- [Dataset entries]:

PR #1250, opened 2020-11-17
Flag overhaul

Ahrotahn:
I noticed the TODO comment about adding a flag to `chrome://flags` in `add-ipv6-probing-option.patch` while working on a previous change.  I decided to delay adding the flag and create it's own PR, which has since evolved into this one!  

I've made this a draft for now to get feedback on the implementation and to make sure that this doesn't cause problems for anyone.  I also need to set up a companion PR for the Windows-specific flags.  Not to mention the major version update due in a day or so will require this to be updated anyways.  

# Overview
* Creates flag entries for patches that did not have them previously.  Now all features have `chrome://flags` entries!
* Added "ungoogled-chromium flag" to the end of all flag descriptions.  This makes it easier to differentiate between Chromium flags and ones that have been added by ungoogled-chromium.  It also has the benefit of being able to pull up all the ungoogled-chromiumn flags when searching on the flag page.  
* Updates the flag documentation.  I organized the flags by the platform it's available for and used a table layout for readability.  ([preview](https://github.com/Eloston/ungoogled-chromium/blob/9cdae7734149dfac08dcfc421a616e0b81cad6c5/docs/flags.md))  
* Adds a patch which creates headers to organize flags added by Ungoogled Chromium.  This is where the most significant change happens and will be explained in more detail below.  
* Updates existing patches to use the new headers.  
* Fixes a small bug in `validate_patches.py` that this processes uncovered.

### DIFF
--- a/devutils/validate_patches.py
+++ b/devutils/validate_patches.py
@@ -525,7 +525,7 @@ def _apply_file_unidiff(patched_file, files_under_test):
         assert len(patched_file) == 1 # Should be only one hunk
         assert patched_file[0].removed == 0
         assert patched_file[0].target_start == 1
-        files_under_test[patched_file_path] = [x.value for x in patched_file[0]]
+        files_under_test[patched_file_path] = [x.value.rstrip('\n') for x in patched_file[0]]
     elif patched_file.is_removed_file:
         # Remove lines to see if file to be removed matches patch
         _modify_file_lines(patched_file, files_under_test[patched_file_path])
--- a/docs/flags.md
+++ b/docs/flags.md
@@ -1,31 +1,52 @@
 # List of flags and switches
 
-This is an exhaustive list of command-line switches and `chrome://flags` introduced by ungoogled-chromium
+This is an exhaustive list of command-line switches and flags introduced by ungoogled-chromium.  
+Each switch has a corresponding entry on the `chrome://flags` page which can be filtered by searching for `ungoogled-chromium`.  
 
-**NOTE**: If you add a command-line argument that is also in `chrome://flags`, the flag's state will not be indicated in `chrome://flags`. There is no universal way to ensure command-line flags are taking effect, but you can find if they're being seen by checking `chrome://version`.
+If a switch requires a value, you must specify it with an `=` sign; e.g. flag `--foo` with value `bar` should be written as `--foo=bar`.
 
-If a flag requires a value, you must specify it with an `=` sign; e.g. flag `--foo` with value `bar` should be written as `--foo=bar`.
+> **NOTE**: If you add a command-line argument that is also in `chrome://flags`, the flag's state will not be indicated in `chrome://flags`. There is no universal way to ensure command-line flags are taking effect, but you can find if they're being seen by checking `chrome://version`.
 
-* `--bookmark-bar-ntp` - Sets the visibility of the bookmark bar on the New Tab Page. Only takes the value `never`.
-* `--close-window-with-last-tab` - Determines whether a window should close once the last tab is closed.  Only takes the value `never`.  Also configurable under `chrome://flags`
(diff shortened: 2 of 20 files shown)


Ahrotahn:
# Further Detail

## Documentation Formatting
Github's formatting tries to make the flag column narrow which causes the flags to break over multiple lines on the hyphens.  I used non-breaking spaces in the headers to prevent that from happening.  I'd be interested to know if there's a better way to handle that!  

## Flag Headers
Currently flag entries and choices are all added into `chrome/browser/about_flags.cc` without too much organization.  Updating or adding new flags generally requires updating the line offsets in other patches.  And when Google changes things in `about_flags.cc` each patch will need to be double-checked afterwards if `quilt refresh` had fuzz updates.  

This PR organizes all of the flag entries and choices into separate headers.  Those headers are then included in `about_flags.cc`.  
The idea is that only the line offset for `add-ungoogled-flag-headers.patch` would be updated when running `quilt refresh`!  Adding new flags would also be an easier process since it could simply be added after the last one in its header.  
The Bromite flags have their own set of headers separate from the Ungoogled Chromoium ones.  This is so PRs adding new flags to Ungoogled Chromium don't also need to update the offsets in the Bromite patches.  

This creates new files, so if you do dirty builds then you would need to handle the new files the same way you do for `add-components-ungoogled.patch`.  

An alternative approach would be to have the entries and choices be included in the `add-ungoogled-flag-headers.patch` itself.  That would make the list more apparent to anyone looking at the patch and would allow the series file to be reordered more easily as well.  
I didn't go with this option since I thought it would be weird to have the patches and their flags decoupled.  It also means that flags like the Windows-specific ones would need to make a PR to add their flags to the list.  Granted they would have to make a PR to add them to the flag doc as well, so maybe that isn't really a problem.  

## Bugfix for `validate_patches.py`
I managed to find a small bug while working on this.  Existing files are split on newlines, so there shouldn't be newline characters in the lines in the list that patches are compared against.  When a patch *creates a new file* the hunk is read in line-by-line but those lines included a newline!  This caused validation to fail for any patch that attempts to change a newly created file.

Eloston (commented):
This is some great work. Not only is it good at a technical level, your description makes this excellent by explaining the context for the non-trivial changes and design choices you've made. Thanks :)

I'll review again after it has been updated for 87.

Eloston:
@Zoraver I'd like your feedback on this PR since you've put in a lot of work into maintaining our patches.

* * *

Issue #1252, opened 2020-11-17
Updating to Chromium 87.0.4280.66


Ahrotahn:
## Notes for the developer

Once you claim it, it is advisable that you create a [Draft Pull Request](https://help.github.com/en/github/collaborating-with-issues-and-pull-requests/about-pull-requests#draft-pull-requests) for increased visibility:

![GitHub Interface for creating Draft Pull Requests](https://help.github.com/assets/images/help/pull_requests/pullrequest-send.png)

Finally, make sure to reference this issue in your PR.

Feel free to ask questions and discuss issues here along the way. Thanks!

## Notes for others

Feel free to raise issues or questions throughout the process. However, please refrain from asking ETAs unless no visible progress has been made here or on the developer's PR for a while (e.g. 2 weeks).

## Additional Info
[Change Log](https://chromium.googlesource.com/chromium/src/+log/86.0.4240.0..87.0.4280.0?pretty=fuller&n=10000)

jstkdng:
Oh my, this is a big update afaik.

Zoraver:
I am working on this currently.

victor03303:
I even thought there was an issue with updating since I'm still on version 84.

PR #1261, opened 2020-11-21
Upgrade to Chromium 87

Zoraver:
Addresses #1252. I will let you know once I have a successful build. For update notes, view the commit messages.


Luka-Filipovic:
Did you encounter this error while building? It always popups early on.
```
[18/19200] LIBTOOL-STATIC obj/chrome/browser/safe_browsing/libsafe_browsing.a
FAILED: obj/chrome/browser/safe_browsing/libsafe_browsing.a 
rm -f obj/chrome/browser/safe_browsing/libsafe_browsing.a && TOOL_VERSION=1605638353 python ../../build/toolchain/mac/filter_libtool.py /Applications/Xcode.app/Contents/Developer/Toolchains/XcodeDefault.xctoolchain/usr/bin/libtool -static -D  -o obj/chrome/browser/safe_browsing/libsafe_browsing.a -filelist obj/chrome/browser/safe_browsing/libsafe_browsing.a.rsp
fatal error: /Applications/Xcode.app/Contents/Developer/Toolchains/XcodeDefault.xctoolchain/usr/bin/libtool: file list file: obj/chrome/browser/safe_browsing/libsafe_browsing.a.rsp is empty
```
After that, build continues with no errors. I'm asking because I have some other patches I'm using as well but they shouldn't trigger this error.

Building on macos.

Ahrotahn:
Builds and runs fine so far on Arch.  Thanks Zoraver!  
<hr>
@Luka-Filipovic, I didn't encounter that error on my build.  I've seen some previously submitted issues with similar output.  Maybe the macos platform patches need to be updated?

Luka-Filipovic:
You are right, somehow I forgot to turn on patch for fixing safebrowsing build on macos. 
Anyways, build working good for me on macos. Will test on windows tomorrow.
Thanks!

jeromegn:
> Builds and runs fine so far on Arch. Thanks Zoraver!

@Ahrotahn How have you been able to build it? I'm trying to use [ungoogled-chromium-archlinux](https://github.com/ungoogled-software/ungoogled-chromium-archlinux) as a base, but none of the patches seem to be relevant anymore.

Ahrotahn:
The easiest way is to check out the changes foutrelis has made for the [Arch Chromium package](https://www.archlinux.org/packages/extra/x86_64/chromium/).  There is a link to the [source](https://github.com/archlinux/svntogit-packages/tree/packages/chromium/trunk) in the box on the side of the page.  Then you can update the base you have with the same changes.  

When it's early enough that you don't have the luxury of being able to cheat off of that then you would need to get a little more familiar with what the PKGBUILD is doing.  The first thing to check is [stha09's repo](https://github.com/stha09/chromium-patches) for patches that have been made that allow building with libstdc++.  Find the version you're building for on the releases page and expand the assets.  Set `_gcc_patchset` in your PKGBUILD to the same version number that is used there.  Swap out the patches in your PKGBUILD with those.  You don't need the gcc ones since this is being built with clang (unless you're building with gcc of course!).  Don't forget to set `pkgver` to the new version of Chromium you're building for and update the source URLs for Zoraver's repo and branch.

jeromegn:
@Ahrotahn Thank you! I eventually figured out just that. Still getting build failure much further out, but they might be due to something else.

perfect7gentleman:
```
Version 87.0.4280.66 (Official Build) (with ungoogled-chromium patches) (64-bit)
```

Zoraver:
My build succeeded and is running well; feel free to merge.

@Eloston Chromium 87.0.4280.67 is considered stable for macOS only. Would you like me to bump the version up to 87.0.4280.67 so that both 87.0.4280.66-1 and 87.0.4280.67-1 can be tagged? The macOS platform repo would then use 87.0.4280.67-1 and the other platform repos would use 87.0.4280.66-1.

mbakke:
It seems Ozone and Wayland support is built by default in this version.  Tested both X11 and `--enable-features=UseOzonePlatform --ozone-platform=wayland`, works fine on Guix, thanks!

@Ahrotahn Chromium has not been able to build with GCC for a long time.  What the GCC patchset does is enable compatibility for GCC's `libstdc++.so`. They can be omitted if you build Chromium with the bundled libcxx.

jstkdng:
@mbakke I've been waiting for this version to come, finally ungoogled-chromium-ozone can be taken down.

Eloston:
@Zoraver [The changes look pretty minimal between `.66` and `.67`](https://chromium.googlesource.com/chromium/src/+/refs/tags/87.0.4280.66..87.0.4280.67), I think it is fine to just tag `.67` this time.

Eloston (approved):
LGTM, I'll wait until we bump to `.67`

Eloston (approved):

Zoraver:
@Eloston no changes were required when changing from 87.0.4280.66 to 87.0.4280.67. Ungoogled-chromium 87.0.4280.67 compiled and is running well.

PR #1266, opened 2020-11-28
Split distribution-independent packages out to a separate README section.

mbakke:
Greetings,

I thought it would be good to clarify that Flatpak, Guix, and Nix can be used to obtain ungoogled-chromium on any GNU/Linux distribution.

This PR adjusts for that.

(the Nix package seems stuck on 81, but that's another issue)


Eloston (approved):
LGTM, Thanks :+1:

==

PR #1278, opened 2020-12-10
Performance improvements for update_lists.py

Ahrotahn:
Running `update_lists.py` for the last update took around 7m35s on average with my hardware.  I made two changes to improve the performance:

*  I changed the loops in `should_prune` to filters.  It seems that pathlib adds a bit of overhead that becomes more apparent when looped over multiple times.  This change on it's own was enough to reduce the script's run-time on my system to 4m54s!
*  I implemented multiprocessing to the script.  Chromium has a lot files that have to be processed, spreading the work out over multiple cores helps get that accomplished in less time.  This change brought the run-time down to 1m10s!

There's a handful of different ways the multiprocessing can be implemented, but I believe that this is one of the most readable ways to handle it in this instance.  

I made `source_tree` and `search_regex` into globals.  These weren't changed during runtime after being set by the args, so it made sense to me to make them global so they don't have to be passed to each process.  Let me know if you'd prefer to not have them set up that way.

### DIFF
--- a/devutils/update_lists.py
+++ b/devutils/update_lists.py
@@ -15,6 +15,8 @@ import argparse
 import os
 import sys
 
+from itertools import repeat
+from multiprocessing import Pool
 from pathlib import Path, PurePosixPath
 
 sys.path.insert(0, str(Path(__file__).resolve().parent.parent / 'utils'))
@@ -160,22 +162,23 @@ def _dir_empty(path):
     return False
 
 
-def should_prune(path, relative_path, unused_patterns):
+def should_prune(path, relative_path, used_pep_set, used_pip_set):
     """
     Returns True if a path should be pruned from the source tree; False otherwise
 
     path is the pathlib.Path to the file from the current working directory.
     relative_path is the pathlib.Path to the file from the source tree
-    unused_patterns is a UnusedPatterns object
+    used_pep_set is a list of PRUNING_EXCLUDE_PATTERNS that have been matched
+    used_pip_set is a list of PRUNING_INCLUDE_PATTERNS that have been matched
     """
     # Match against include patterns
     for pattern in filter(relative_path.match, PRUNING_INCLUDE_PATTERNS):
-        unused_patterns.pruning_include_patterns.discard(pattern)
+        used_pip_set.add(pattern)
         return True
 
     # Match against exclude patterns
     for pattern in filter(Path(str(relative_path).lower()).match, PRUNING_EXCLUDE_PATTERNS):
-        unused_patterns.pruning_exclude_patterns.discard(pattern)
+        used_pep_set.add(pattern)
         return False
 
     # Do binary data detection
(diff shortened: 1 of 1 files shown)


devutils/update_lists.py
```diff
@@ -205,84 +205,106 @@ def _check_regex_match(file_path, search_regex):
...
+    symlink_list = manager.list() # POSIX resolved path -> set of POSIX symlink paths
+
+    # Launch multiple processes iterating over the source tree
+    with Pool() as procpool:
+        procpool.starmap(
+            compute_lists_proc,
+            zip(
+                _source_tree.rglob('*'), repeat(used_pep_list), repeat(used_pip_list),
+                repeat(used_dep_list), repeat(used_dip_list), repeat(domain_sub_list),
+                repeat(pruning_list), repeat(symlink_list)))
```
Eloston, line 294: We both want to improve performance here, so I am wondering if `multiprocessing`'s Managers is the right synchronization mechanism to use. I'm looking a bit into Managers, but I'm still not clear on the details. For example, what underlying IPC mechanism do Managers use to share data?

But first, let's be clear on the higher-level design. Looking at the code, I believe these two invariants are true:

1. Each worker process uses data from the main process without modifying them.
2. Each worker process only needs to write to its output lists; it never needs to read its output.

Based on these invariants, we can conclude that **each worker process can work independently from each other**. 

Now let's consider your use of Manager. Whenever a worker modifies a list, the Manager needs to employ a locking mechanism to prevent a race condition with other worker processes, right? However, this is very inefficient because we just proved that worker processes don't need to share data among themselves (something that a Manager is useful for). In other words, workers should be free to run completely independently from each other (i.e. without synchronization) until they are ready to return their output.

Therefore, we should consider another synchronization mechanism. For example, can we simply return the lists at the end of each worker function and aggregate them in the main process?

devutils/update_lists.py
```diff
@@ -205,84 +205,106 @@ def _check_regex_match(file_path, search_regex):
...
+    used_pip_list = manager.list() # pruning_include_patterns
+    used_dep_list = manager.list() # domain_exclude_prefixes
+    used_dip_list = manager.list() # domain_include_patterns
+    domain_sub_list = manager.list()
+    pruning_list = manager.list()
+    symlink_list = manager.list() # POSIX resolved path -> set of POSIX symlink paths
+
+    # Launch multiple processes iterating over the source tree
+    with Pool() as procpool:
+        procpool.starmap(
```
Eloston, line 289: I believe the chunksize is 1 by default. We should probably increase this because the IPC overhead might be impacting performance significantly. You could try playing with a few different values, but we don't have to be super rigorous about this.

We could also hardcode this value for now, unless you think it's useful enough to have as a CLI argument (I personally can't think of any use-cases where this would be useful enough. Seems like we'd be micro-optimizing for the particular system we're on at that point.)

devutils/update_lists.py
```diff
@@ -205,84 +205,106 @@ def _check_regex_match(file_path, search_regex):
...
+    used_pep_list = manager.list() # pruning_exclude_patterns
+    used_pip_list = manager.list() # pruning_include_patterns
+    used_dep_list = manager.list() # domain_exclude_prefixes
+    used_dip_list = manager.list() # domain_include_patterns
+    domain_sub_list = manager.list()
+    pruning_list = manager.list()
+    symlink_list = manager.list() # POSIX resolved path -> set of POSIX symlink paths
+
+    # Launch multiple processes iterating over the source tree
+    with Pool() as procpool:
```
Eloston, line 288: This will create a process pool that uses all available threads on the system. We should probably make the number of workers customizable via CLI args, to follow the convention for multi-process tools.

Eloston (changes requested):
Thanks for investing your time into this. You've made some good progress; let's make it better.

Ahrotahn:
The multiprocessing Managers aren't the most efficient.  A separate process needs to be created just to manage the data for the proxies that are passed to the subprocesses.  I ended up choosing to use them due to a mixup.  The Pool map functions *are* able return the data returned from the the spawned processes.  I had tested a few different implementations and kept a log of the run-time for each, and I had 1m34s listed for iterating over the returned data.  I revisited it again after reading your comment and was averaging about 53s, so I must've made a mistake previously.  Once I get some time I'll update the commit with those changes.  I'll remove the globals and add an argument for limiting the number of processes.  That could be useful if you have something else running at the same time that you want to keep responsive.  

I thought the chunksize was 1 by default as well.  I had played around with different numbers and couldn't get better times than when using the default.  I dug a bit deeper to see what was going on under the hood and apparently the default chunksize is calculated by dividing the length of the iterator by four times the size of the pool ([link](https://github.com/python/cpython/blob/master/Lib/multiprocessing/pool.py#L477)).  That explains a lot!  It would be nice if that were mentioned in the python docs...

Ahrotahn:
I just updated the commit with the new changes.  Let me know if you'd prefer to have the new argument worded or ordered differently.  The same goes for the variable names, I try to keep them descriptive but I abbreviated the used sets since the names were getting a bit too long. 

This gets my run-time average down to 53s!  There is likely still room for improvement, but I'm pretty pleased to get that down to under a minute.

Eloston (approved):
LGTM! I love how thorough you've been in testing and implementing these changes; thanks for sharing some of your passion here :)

- [Work task]:
Copy out the lines above with "both" in them.

- [Output of the task]:
@Eloston Chromium 87.0.4280.67 is considered stable for macOS only. Would you like me to bump the version up to 87.0.4280.67 so that both 87.0.4280.66-1 and 87.0.4280.67-1 can be tagged? The macOS platform repo would then use 87.0.4280.67-1 and the other platform repos would use 87.0.4280.66-1.
It seems Ozone and Wayland support is built by default in this version.  Tested both X11 and `--enable-features=UseOzonePlatform --ozone-platform=wayland`, works fine on Guix, thanks!
Eloston, line 294: We both want to improve performance here, so I am wondering if `multiprocessing`'s Managers is the right synchronization mechanism to use. I'm looking a bit into Managers, but I'm still not clear on the details. For example, what underlying IPC mechanism do Managers use to share data?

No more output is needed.